[Task goal] Go through the records below and copy out every line holding "about".
───── Task inputs
PR #4142, opened 2024-01-08
Sns type filter store init

mstrasinskis:
# Motivation

In order to filter SNS proposals by types, we prepare the data needed for the `types` filtering in the `SnsProposalsFilter` component.

Part of: https://github.com/dfinity/nns-dapp/pull/3801

# Changes

- util `generateSnsProposalTypeFilterData`. 
  - ignore `ALL_SNS_PROPOSAL_TYPES_NS_FUNCTION_ID`
  - replace all generic ns functions with a single filter item (`native` - same for all snses; `generic` - unique per sns). We combined all generic filters into a single filter entry. 
- Update types filter store in `loadSnsFilters`.

# Tests

- `generateSnsProposalTypeFilterData` util
- `loadSnsFilters` should update the store

# Todos

Not yet


frontend/src/lib/components/sns-proposals/SnsProposalsFilters.svelte
```diff
@@ -10,15 +10,33 @@
...
+
+  let modal: "types" | "rewards" | "status" | undefined = undefined;
 
   let rootCanisterId: Principal;
   $: rootCanisterId = $selectedUniverseIdStore;
   let filtersStore: ProjectFiltersStoreData | undefined;
   $: filtersStore = $snsFiltersStore[rootCanisterId.toText()];
 
-  const openFilters = (filtersModal: "topics" | "rewards" | "status") => {
+  $: if (nonNullish(nsFunctions)) {
```
dskloetd, line 27: Why is it this component's job to put the `nsFunctions` in a global store?
Shouldn't that be the job of the service that loads the data (or where do these `nsFunctions` come from)?
It just seems strange to do this every time the component is mounted, or not at all if the component is not mounted, while `snsFiltersStore` is a global store.

frontend/src/lib/i18n/en.json
```diff
@@ -949,6 +949,9 @@
     "select": "Select",
     "universe_logo": "$universe logo"
   },
+  "sns_types": {
+    "sns_specific": "All SNS-specific proposals"
```
dskloetd, line 953: I had to think for a moment what this meant.
First I thought it meant proposals specific to SNSes rather than NNS.
But I guess it means proposal types specific to one particular SNS.
Like proposals that only OpenChat or only Kinic has, right?
Maybe we should put the name of the SNS as a placeholder, so it would say
"All Open Chat specific proposals" for example.
What do you think?

frontend/src/lib/utils/sns-proposals.utils.ts
```diff
@@ -472,6 +479,49 @@ export const getUniversalProposalStatus = (
...
+// Generate new "types" filter data, but preserve the checked state of the current filter state
+// `nsFunctions` can be changed on the backend, and to display recently created proposal types, new entries should be preselected.
+export const generateSnsProposalTypesFilterData = ({
+  nsFunctions,
+  typesFilterState,
+}: {
+  nsFunctions: SnsNervousSystemFunction[];
+  typesFilterState: Filter<SnsProposalTypeFilterId>[];
+}): Filter<SnsProposalTypeFilterId>[] => {
+  // transfer only unchecked entries to preselect new items that are not in the current filter state
```
dskloetd, line 491: I understood this comment only after reading the test.
How about
```
// New proposal types are checked by default so only keep unchecked those types that were already unchecked.
```

frontend/src/lib/utils/sns-proposals.utils.ts
```diff
@@ -472,6 +479,49 @@ export const getUniversalProposalStatus = (
...
+  const getCheckedState = (id: string) =>
+    typesFilterState.find(({ id: stateId }) => id === stateId)?.checked !==
+    false;
+  const nativeNsFunctionEntries: Filter<SnsProposalTypeFilterId>[] = nsFunctions
+    .filter(isNativeNervousSystemFunction)
+    // ignore { 0n: "All Topics"}
```
dskloetd, line 497: What does it mean to ignore this entry? Is this user not allow to filter based on this entry?
And why do we want to ignore it?

frontend/src/lib/utils/sns-proposals.utils.ts
```diff
@@ -472,6 +479,49 @@ export const getUniversalProposalStatus = (
...
+    }))
+    .map(({ id, name }) => ({
+      id,
+      value: id,
+      name: name,
+      // transfer only unchecked entries to preselect new items that are not in the current filter state
+      checked: getCheckedState(id),
+    }));
+  const genericNsFunctionEntries: Filter<SnsProposalTypeFilterId>[] =
+    nsFunctions.filter(isGenericNervousSystemFunction).length > 0
```
dskloetd, line 511: If you use `some` instead of `filter`, it will stop as soon as it finds one and you don't need to check the `length`.
```
nsFunctions.some(isGenericNervousSystemFunction)
```

frontend/src/lib/utils/sns-proposals.utils.ts
```diff
@@ -472,6 +479,49 @@ export const getUniversalProposalStatus = (
...
+    .map((entry) => ({
+      ...entry,
+      id: `${entry.id}`,
+    }))
+    .map(({ id, name }) => ({
+      id,
+      value: id,
+      name: name,
+      // transfer only unchecked entries to preselect new items that are not in the current filter state
+      checked: getCheckedState(id),
```
dskloetd, line 508: I'm wondering if the checked state should really be in the same store.
I would have expected a separate store with the checked types and then a derived store that mixes them.
Then when you update the store of existing types, you don't need to mess what is selected and the derived store will just take care of it.

frontend/src/tests/lib/components/sns-proposals/SnsProposalsFilters.spec.ts
```diff
@@ -29,4 +46,24 @@ describe("SnsProposalsFilters", () => {
...
   });
+
+  it("should update snsFiltersStore with types", async () => {
+    const setTypesSpy = vi.spyOn(snsFiltersStore, "setTypes");
+    expect(setTypesSpy).toBeCalledTimes(0);
+
+    renderComponent();
+
+    expect(setTypesSpy).toBeCalledTimes(1);
+    expect(setTypesSpy).toBeCalledWith({
```
dskloetd, line 57: Why not just check the contents of the store, rather than spying on the setter?

frontend/src/tests/lib/utils/sns-proposals.utils.spec.ts
```diff
@@ -638,15 +647,172 @@ describe("sns-proposals utils", () => {
...
+      checked: true,
+    };
 
-    it("should not break when no percentage provided", () => {
-      expect(fromPercentageBasisPoints(undefined)).toBe(undefined);
+    describe("generateSnsProposalTypeFilterData", () => {
+      it("should use nsFunctions to create filter entries", () => {
+        const nsFunctions: SnsNervousSystemFunction[] = [
+          nativeNervousSystemFunctionMock,
+          nativeNervousSystemFunctionMock,
```
dskloetd, line 668: Normally we wouldn't have the same entry twice in this array, right?
How about having 2 different instances with different IDs or something?

frontend/src/lib/utils/sns-proposals.utils.ts
```diff
@@ -472,6 +479,49 @@ export const getUniversalProposalStatus = (
...
+    .filter(isNativeNervousSystemFunction)
+    // ignore { 0n: "All Topics"}
+    .filter(({ id }) => id !== ALL_SNS_PROPOSAL_TYPES_NS_FUNCTION_ID)
+    .map((entry) => ({
+      ...entry,
+      id: `${entry.id}`,
+    }))
+    .map(({ id, name }) => ({
+      id,
+      value: id,
```
dskloetd, line 505: Why have 2 fields ('id' and `value`) with the same value?

frontend/src/lib/components/sns-proposals/SnsProposalsFilters.svelte
```diff
@@ -28,6 +46,9 @@
 </script>
 
 <FiltersWrapper>
+  {#if $ENABLE_SNS_TYPES_FILTER}
+    <!-- TBD: Type filter button -->
+  {/if}
```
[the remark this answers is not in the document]
mstrasinskis: Removed.

frontend/src/lib/components/sns-proposals/SnsProposalsFilters.svelte
```diff
@@ -10,15 +10,33 @@
...
+  $: if (nonNullish(nsFunctions)) {
+    // Always update type filters in case of backend changes
+    snsFiltersStore.setTypes({
+      rootCanisterId,
+      types: generateSnsProposalTypesFilterData({
+        nsFunctions,
+        typesFilterState: filtersStore?.types ?? [],
+      }),
+    });
+    filtersStore = $snsFiltersStore[rootCanisterId.toText()];
```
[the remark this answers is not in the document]
mstrasinskis: Unfortunately w/o this line the store won't be updated.

frontend/src/lib/components/sns-proposals/SnsProposalsFilters.svelte
```diff
@@ -10,15 +10,33 @@
...
 
   let rootCanisterId: Principal;
   $: rootCanisterId = $selectedUniverseIdStore;
   let filtersStore: ProjectFiltersStoreData | undefined;
   $: filtersStore = $snsFiltersStore[rootCanisterId.toText()];
 
-  const openFilters = (filtersModal: "topics" | "rewards" | "status") => {
+  $: if (nonNullish(nsFunctions)) {
+    // Always update type filters in case of backend changes
+    snsFiltersStore.setTypes({
```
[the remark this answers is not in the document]
mstrasinskis: Initially it's populated in `loadSnsFilters()`. This function provides `rewardStatus` and `decisionStatus` entries (enum based). To generate `types` some `nsFunctions` needs to be loaded, that's why it's not possible to initiate `types` in `loadSnsFilters` function.

frontend/src/lib/utils/sns-proposals.utils.ts
mstrasinskis: Good point, updated 👍

frontend/src/lib/i18n/en.json
mstrasinskis: Thanks, I like the idea.

frontend/src/lib/utils/sns-proposals.utils.ts
mstrasinskis: Thanks, updated.

frontend/src/lib/utils/sns-proposals.utils.ts
mstrasinskis: Because having "All Topics" in the filter list will break the current selection logic.

frontend/src/tests/lib/components/sns-proposals/SnsProposalsFilters.spec.ts
mstrasinskis: Good point, the test was moved to `SnsProposals`.

frontend/src/lib/components/sns-proposals/SnsProposalsFilters.svelte
mstrasinskis: Moved to `SnsProposals`, next to `loadSnsFilters`.

frontend/src/tests/lib/utils/sns-proposals.utils.spec.ts
mstrasinskis: Thank you for pointing that out; I'll keep it in mind for the future.

frontend/src/lib/utils/sns-proposals.utils.ts
mstrasinskis: By the definition of `Filter` generic https://github.com/dfinity/nns-dapp/blob/f1be6c051282bb4d5ae90babbf05ada54587ac8b/frontend/src/lib/types/filters.ts#L9, `id` is a `string`. I would avoid using the raw 'nsFunction' ID as a 'bigint' value to prevent extra serialization on every LocalStorage I/O, as the entire structure is stored there.

frontend/src/lib/components/sns-proposals/SnsProposalsFilters.svelte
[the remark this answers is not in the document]
dskloetd: Why not? Isn't that what the `$:` syntax is for?

frontend/src/lib/utils/sns-proposals.utils.ts
dskloetd: OK, not for this PR, but could we just remove either `id` or `value` and just always use one of those fields? Or is it conceivable that they would have a different value in some circumstances?

frontend/src/lib/pages/SnsProposals.svelte
```diff
@@ -31,6 +37,15 @@
         loadSnsNervousSystemFunctions(selectedProjectCanisterId),
         loadSnsFilters(selectedProjectCanisterId),
       ]);
+
+      if (isNullish($nsFunctionsStore)) {
+        throw new Error("no nsFunctions");
```
dskloetd, line 42: Is it OK to throw here? Do we have reason to assume this can't happen?

frontend/src/lib/pages/SnsProposals.svelte
```diff
@@ -31,6 +37,15 @@
...
+      }
+      updateSnsTypeFilter({
+        rootCanisterId: selectedProjectCanisterId,
+        nsFunctions: $nsFunctionsStore,
+        snsName: $snsProjectSelectedStore?.summary?.metadata?.name ?? "",
```
dskloetd, line 47: We really don't want this to be empty, right?
Can we also throw if there is no name?
Or wait with updating until there is a name?

frontend/src/lib/pages/SnsProposals.svelte
```diff
@@ -31,6 +37,15 @@
         loadSnsNervousSystemFunctions(selectedProjectCanisterId),
         loadSnsFilters(selectedProjectCanisterId),
       ]);
+
+      if (isNullish($nsFunctionsStore)) {
+        throw new Error("no nsFunctions");
+      }
+      updateSnsTypeFilter({
```
lmuntaner, line 44: How about using the `loadSnsFilters` to do so?

`onSnsProjectChanged` and `loadSnsFilters` could take the `nsFunctionsStore` as parameter to make sure it's called every time the store changes.

Then, inside `loadSnsFilters` we have the logic of merging the filters and setting the parts of the store according to `nsFunctionsStore`.

```
loadSnsFilters({ nsFunctions, rootCanisterId: selectedProjectCanisterId });
```

Then inside the `loadSnsFilters` we can use `generateSnsProposalTypesFilterData`.

frontend/src/lib/services/sns-filters.services.ts
```diff
@@ -78,3 +80,25 @@ export const loadSnsFilters = async (rootCanisterId: Principal) => {
...
+  nsFunctions,
+  snsName,
+}: {
+  rootCanisterId: Principal;
+  nsFunctions: SnsNervousSystemFunction[];
+  snsName: string;
+}) => {
+  const typesFilterState =
+    get(snsFiltersStore)?.[rootCanisterId.toText()]?.types ?? [];
+  const types = generateSnsProposalTypesFilterData({
```
dskloetd, line 95: `typesFilterState` and `types` are basically the same thing.
Just `typesFilterState` is the old state and `types` is the new/merged state, right?
Maybe you can reflect that in the names?

frontend/src/tests/lib/pages/SnsProposals.spec.ts
```diff
@@ -103,6 +104,25 @@ describe("SnsProposals", () => {
...
       });
 
+      it("should init types filter", async () => {
+        const getFiltersStoreData = () =>
+          get(snsFiltersStore)[rootCanisterId.toText()];
+
+        expect(getFiltersStoreData()?.types).toEqual(undefined);
+        render(SnsProposals);
+
+        await waitFor(() =>
```
dskloetd, line 114: `waitFor` is brittle. Try not to use it.
Can you do without?
If not, can you use `runResolvedPromises` instead?

frontend/src/tests/lib/pages/SnsProposals.spec.ts
```diff
@@ -103,6 +104,25 @@ describe("SnsProposals", () => {
...
+          expect(getFiltersStoreData()?.types).toEqual([
+            {
+              checked: true,
+              id: "3",
+              name: "test_function",
```
dskloetd, line 119: Use the `functionName` constant defined above?

frontend/src/tests/lib/services/sns-filters.services.spec.ts
```diff
@@ -52,8 +58,34 @@ describe("sns-filters services", () => {
...
+        rootCanisterId: mockPrincipal,
+        nsFunctions: [nativeNervousSystemFunctionMock],
+        snsName: "sns-name",
+      });
+
+      expect(getFiltersStoreData().types).toEqual([
+        {
+          checked: true,
+          id: "1",
+          name: "Motion",
```
dskloetd, line 85: Where does `"Motion"` come from? I don't see it anywhere else in this file.

frontend/src/lib/pages/SnsProposals.svelte
mstrasinskis: It's only about the place of the logic and this wouldn't make the code more readable. There is a `if` the `loadSnsFilters`
```
  const filtersProjectStoreData = get(snsFiltersStore)[rootCanisterId.toText()];
  if (nonNullish(filtersProjectStoreData)) {
    return;
  }
```
which blocks store changes if there is already some data, otherwise it will be reset. Perhaps I misunderstood something.

frontend/src/lib/components/sns-proposals/SnsProposalsFilters.svelte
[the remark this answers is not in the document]
mstrasinskis: Yes it is, but after running logging it, I just saw that it wasn't updated. Anyway this is already an outdated part and don't exist anymore.

frontend/src/lib/pages/SnsProposals.svelte
mstrasinskis: It is here just to provide more info which `loadSnsNervousSystemFunctions` fail. I don't have a strong opinion here. What would you suggest?

frontend/src/lib/pages/SnsProposals.svelte
lmuntaner: This block should be removed, yes indeed.

I have the feeling that we are leaking implementation details into how filters work and are set setting it like this.

The component should care only about setting the filters, not on how the filters are set.

That's why I believe it's nicer to have the logic in `loadSnsFilters`.

Wdyt @dskloetd ?

dskloetd: I think what @lmuntaner says makes sense. And having this logic here in the component doesn't feel right.

mstrasinskis: @lmuntaner, do you mean something like this: https://github.com/dfinity/nns-dapp/pull/4142/files#diff-0bf688db9e3080ae8ff14ae04ebbcfd28f34be71e6fdac4efd17d4890a2d2f6eR92

frontend/src/lib/services/sns-filters.services.ts
mstrasinskis: Thanks, renamed.

frontend/src/lib/pages/SnsProposals.svelte
lmuntaner: Yes!

mstrasinskis: Thank you, the tests have been updated accordingly.

frontend/src/lib/utils/sns-proposals.utils.ts
mstrasinskis: I guess, since the `value` is generic `id` is needed for entries comparison - https://github.com/dfinity/nns-dapp/blob/38dd1b83a0b4980c4074d8a583df5346bf7b022f/frontend/src/lib/modals/common/FilterModal.svelte#L52.

frontend/src/tests/lib/services/sns-filters.services.spec.ts
mstrasinskis: From the `nativeNervousSystemFunctionMock` https://github.com/dfinity/nns-dapp/blob/38dd1b83a0b4980c4074d8a583df5346bf7b022f/frontend/src/tests/mocks/sns-functions.mock.ts#L21

frontend/src/tests/lib/pages/SnsProposals.spec.ts
mstrasinskis: Thanks, `runResolvedPromises` is enough.

frontend/src/lib/utils/sns-proposals.utils.ts
dskloetd: Ahhhh! I didn't realize `value` is generic. Now it makes sense. Thanks.

frontend/src/lib/pages/SnsProposals.svelte
```diff
@@ -10,31 +10,51 @@
...
+      await loadSnsFilters({
+        rootCanisterId,
+        nsFunctions: $nsFunctionsStore,
+        snsName,
+      });
     }
   };
 
-  $: onSnsProjectChanged($snsOnlyProjectStore);
+  $: if (nonNullish($snsProjectSelectedStore?.summary?.metadata?.name)) {
```
dskloetd, line 52: This `if` can also go inside `onSnsProjectChanged`, right?
(As long as you pass the name as a parameter so the function will be called again if it changes.)

frontend/src/lib/pages/SnsProposals.svelte
```diff
@@ -10,31 +10,51 @@
...
-      ]);
+  const onSnsProjectChanged = async ({
+    rootCanisterId,
+    snsName,
+  }: {
+    rootCanisterId: Principal | undefined;
+    snsName: string;
+  }) => {
+    currentProjectCanisterId = rootCanisterId;
+    if (nonNullish(rootCanisterId)) {
```
dskloetd, line 36: If you do
```
if (isNullish(rootCanisterId)) {
  return;
}
```
then the rest of the function can be less indented.

frontend/src/lib/services/sns-filters.services.ts
```diff
@@ -2,79 +2,103 @@ import { i18n } from "$lib/stores/i18n";
...
-    types: [],
-    rewardStatus: [],
-    decisionStatus: [],
-  };
 
-  snsFiltersStore.setTypes({
-    rootCanisterId,
-    types: defaultFiltersProjectData.types,
-  });
+  // Set initial filters state
```
dskloetd, line 27: This function is already quite long. How about making the initial state block a separate function?

frontend/src/tests/lib/services/sns-filters.services.spec.ts
dskloetd: I see you made it explicit now. Thanks!

frontend/src/lib/pages/SnsProposals.svelte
──────────
[Solution to this exercise]
How about
How about having 2 different instances with different IDs or something?
lmuntaner, line 44: How about using the `loadSnsFilters` to do so?
mstrasinskis: It's only about the place of the logic and this wouldn't make the code more readable. There is a `if` the `loadSnsFilters`
The component should care only about setting the filters, not on how the filters are set.
dskloetd, line 27: This function is already quite long. How about making the initial state block a separate function?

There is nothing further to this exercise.